• **EXERCISE DESCRIPTION**
Copy out each line of the entries where the word "multiple" is present.

• **LISTED ENTRIES**
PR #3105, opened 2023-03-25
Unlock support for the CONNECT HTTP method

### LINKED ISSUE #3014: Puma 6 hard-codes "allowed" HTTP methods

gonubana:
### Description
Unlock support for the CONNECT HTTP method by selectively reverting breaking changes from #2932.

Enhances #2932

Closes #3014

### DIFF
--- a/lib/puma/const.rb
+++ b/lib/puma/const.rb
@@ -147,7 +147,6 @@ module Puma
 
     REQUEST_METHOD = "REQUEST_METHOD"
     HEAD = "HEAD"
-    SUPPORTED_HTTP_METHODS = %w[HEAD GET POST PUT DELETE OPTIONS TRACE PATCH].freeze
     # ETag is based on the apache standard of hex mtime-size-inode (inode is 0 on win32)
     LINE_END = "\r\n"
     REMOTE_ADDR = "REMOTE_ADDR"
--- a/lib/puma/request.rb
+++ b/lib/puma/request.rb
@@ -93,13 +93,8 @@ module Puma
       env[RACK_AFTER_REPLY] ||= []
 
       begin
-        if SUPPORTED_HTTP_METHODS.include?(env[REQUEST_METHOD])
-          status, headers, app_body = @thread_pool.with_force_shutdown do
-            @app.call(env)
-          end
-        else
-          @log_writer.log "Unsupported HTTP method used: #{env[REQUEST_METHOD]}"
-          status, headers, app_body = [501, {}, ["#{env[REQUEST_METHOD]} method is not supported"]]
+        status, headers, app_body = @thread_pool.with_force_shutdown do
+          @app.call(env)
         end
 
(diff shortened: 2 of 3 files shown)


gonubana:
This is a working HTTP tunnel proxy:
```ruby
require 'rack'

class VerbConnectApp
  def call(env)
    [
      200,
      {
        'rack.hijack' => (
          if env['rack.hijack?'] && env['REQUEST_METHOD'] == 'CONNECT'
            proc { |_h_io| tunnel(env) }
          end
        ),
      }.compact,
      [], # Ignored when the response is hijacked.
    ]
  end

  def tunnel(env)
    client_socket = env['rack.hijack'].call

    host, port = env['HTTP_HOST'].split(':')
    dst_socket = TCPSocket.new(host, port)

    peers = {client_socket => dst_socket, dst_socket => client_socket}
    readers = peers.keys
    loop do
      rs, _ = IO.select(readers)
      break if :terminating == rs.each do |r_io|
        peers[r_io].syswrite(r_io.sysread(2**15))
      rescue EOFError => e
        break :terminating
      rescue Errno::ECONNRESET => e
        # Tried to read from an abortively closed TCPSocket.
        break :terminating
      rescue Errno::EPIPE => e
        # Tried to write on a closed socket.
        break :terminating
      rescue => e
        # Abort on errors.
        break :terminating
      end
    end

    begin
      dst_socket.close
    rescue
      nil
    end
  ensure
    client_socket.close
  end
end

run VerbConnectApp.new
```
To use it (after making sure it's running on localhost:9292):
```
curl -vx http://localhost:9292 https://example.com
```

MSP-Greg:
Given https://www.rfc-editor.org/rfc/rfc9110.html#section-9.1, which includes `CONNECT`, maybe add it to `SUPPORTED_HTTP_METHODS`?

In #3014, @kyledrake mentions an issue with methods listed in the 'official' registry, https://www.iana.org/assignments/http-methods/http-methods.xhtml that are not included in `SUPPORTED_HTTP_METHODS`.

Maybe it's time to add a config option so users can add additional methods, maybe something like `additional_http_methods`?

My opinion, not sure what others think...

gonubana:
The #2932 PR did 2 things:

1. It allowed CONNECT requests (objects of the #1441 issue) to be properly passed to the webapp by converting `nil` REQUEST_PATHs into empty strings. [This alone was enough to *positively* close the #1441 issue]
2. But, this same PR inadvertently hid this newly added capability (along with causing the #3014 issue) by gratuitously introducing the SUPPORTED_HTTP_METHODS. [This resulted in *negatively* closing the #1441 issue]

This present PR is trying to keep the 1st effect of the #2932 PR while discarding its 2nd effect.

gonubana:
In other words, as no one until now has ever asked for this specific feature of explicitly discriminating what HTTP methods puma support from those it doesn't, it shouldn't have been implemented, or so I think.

==

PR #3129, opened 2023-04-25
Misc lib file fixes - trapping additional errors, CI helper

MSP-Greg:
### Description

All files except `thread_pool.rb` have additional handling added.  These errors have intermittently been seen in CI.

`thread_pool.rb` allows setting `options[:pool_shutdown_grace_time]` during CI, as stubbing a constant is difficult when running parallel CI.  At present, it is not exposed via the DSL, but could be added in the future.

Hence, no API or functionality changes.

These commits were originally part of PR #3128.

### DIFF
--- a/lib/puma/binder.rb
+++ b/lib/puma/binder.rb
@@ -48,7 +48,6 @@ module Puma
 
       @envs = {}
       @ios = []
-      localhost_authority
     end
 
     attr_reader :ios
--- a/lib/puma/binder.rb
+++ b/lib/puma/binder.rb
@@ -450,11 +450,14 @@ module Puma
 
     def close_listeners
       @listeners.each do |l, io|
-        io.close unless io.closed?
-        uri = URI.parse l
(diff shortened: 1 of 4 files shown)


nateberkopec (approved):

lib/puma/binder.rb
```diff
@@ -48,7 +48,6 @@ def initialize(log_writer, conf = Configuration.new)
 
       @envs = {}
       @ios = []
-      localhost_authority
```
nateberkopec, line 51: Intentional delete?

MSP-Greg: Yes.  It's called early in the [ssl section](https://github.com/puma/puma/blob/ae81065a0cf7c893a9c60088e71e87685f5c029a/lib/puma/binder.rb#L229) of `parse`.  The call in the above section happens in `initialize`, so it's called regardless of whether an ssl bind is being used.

--

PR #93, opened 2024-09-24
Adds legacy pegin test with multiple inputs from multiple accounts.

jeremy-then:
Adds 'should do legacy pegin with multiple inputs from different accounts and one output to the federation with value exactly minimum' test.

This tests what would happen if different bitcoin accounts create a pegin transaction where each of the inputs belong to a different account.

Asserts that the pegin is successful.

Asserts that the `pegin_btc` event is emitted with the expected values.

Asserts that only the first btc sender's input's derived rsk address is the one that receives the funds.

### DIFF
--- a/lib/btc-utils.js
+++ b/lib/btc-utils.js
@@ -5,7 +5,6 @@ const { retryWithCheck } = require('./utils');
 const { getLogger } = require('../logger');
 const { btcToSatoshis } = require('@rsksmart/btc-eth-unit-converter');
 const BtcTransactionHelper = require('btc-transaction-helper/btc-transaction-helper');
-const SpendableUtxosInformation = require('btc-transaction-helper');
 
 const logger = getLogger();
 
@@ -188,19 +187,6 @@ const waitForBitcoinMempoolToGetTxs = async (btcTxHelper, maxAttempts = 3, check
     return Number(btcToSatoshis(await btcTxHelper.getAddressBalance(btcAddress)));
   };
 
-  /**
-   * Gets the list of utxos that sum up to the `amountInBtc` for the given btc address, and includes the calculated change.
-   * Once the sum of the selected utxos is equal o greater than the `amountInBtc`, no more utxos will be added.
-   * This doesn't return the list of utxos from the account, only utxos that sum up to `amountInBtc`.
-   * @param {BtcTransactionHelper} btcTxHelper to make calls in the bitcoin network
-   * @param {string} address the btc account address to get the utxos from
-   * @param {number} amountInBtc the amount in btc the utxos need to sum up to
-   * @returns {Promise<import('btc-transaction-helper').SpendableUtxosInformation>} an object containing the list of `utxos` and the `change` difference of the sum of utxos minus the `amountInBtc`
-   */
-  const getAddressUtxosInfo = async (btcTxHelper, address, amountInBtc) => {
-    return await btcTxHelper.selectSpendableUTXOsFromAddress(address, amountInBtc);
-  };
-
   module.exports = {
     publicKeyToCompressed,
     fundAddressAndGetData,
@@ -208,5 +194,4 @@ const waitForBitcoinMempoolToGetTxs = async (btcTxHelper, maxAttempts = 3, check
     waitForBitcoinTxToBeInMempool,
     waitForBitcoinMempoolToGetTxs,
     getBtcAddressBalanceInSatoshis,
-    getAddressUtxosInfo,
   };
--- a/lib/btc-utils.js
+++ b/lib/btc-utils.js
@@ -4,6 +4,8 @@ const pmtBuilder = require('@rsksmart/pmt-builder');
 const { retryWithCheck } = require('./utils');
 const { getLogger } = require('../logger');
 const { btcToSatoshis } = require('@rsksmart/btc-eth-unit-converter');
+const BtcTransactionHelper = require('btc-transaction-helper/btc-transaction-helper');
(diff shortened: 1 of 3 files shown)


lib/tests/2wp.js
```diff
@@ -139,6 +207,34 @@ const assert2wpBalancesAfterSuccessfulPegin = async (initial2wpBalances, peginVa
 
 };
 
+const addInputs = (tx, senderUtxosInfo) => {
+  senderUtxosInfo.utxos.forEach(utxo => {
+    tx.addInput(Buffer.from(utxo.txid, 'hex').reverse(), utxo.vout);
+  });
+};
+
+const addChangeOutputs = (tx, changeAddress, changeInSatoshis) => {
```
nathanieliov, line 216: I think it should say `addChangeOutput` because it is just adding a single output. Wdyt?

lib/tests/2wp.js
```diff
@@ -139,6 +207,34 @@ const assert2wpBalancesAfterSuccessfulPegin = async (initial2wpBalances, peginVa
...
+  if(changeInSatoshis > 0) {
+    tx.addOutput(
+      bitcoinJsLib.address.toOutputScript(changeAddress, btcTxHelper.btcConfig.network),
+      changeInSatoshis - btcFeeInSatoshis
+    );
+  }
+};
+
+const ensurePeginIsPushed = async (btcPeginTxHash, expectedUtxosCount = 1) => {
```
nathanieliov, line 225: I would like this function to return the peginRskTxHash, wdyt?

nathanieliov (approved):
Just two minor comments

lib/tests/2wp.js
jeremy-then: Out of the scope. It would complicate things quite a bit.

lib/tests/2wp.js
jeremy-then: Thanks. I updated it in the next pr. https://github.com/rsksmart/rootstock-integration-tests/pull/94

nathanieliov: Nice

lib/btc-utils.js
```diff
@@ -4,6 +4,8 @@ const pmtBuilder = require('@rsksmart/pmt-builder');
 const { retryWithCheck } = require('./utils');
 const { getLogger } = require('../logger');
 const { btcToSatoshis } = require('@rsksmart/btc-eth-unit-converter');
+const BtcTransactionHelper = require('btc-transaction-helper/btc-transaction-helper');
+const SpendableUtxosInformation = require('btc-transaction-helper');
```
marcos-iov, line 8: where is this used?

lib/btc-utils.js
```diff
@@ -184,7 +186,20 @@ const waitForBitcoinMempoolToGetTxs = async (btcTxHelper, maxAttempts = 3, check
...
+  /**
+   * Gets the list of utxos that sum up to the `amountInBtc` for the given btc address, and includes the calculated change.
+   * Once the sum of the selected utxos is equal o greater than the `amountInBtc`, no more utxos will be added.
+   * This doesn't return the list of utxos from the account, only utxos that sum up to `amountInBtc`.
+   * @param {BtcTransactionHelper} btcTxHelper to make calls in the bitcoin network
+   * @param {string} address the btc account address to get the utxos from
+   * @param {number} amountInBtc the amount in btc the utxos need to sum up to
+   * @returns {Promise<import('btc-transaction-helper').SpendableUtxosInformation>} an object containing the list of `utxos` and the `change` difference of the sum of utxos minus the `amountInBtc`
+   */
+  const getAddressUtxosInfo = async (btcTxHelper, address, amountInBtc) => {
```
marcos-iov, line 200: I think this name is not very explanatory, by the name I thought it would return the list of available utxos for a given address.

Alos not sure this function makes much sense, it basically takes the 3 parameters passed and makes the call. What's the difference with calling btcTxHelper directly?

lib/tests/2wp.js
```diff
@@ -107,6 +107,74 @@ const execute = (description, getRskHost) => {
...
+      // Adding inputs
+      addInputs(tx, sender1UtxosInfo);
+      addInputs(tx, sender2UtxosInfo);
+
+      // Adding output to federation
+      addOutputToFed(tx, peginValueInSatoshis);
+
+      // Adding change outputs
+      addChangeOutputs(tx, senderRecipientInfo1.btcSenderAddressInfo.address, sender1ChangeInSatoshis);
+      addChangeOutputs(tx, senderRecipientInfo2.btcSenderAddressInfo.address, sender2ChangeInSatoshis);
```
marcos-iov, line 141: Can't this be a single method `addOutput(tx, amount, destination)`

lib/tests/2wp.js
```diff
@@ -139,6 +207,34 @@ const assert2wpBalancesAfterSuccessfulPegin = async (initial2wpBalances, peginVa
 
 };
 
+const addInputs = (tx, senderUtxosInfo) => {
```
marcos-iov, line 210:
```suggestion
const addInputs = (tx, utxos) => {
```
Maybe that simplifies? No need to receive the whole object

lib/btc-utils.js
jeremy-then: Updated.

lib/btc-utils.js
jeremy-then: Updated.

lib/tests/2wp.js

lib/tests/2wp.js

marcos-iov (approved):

• **SOLUTION**
Adds legacy pegin test with multiple inputs from multiple accounts.
Adds 'should do legacy pegin with multiple inputs from different accounts and one output to the federation with value exactly minimum' test.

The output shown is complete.